Task brief: Your answer should hold all lines of the entries that include the word "meant".

Information supplied:
PR #184, opened 2024-01-31
fix: chalk setup does not save existing keys

miki725:

## Issue

When `chalk.pub`/`chalk.key` and `CHALK_PASSWORD` is already provided, chalk would not save them into chalkmark. Chalkmark was only updated when new key material was being generated. As such it was not possible to reuse existing keys aside from sharing binary itself.

## Testing

```
➜ make tests args="test_command.py::test_setup_existing_keys --logs --pdb"
```

### DIFF
--- a/src/configs/chalk.c42spec
+++ b/src/configs/chalk.c42spec
@@ -2676,7 +2676,7 @@ validate in the transparency log.
 
   field use_signing_key_backup_service {
     type:    bool
-    default: true
+    default: false
     shortdoc: "Use signing key backup service to save & retrieve keys"
     doc: """
 Any signing keys generated or imported are encrypted by a randomly
--- a/configs/connect.c4m
+++ b/configs/connect.c4m
@@ -31,6 +31,7 @@ custom_report crashoverride {
   ~use_when:        ["insert", "build", "exec"]
 }
 
+use_signing_key_backup_service       = true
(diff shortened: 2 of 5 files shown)


MyNameIsMeerkat (approved):
Changes look like they make sense to me, this compiles and tests pass for me locally as well.

LGTM 👍

src/configs/chalk.c42spec
```diff
@@ -2676,7 +2676,7 @@ validate in the transparency log.
 
   field use_signing_key_backup_service {
     type:    bool
-    default: true
+    default: false
```
miki725, line 2679: changing this default to `false` as otherwise OSS chalk shows errors on `chalk setup`:

```
error: auth_config.crashoverride is referenced but its missing in the config
error: Could not retrieve Chalk Data API token from configuration profile. Unable to use Signing Key Backup Service.
error: Could not store password. Either try again later, or use the below password with the CHALK_PASSWORD environment variable. We attempt to store as long as use_signing_key_backup_service is true.
```

to enable it for the console integration, am enabling it in `connect.c4m` as thats what defines `auth_config.crashoverride`

https://github.com/crashappsec/chalk/blob/de311771915d36e712baa36a23e47cd9618a93ef/configs/connect.c4m#L34

cc @viega

viega (approved):

Issue #186, opened 2024-02-06
401 from chalk api segfaults


miki725:
## Description

when working on openid at some point was putting invalid json tokens into the config and saw this error:

```
trace: Signing Key Backup Service status code: 401 Unauthorized

trace: Signing Key Backup Service response: Unauthorized data read

parsejson.nim(518)       raiseParseErr
```

## Impact

as the container was wrapped with chalk, segfault exited the whole container without any easy resolution path. we should figure out what is causing the issue

## Steps to Reproduce

load invalid jwt and run wrapped container image

miki725:
also why is signing service is required during exec? if we need to validate any signatures, that should only use public key so password for the private key should not be required

cc @MyNameIsMeerkat am I missing something?

miki725:
after debugging with @MyNameIsMeerkat we noticed a couple of issues here:

* when providing cosign key material, chalk sends the pass to the backup service which is incorrect. when all the data is present, why send it to backup?
* as we generate random jwts (either in UI or via openid connect), multiple jwts can be associated with the same key id which backup service will need to handle
* backup service should only be invoked when needing the password to decrypt the private key. otherwise commands like `exec` should not need to invoke backup service at all
* getting 401 from the service causes segfault so we are prolly not catching some condition correctly somewhere in `attestation.nim`

PR #189, opened 2024-02-06
fix: handling non-json responses from signing backup service

miki725:

## Issue

https://github.com/crashappsec/chalk/issues/186

## Description

not in all cases service returns valid json for non-200 responses and so we should not parse it assuming it has valid json which caused segfault

## Testing

point signing service to dummy endpoint which doesnt return json back


MyNameIsMeerkat (approved):
Yup that logic change makes sense to me 👍

PR #193, opened 2024-02-08
build: using scratch for base image of public chalk image

miki725:

## Issue

make it easy to copy chalk into other containers

## Description

As chalk is a static binary now there is a no need to release docker image based on any distro as we can just release the raw binary image. This image is not meant to be used directly but is instead meant to be used in other docker builds such as to easily provision docker build images used in CI systems.

Once merged Ill push image to registries

## Testing

```
docker build -t chalk .
```

### DIFF
--- a/Dockerfile
+++ b/Dockerfile
@@ -44,7 +44,6 @@ WORKDIR /chalk
 # vs COPY . /chalk/
 # as repo has other tools and copying only necessary files
 # optimizes docker build cache
-COPY --chmod=755 bin/devmode /chalk/bin/
 COPY config.nims /chalk/
 COPY ./src/ /chalk/src/
 # for chalk commit id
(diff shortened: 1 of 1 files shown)


miki725:
that image is not meant to be used directly. its meant to be used as:

```dockerfile
FROM ...
COPY --from=chalk /chalk /usr/bin/local/chalk
```

dont imagine people will ever want to directly base their images on top chalk as its a util and will require other misc utils at runtime during various commands like `git`/`docker`/etc

for example to add chalk to existing docker image will be something like:

```dockerfile
FROM docker
COPY --from=chalk /chalk /bin/chalk
```

as such dont think we need to worry about certs in base chalk image. although that should be addressed by embedding certs in chalk which hopefully will happen soon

Answer to the problem:
As chalk is a static binary now there is a no need to release docker image based on any distro as we can just release the raw binary image. This image is not meant to be used directly but is instead meant to be used in other docker builds such as to easily provision docker build images used in CI systems.
that image is not meant to be used directly. its meant to be used as:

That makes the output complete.